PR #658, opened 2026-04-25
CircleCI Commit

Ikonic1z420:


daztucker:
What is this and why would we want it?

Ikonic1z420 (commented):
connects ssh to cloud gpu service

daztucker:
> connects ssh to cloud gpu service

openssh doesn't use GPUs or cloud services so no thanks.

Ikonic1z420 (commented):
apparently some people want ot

* * * *

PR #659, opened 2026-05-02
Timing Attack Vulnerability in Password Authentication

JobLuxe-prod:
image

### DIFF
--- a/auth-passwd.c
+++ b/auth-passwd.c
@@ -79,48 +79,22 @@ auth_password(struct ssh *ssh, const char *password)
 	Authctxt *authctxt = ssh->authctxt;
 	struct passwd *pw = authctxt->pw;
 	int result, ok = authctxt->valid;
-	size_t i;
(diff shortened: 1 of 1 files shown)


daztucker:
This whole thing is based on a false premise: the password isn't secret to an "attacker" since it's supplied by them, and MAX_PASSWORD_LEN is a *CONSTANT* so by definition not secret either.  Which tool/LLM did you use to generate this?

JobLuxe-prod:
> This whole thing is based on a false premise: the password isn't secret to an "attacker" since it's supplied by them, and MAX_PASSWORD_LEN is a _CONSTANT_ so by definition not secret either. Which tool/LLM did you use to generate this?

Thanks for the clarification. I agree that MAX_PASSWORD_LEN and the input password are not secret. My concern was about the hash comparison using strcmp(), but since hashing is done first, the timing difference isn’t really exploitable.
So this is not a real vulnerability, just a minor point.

* * * *

◆ Work to be completed ◆
Read the listing line by line, and copy each line in which the word "them" is found.

◆ Result for this task ◆
This whole thing is based on a false premise: the password isn't secret to an "attacker" since it's supplied by them, and MAX_PASSWORD_LEN is a *CONSTANT* so by definition not secret either.  Which tool/LLM did you use to generate this?
> This whole thing is based on a false premise: the password isn't secret to an "attacker" since it's supplied by them, and MAX_PASSWORD_LEN is a _CONSTANT_ so by definition not secret either. Which tool/LLM did you use to generate this?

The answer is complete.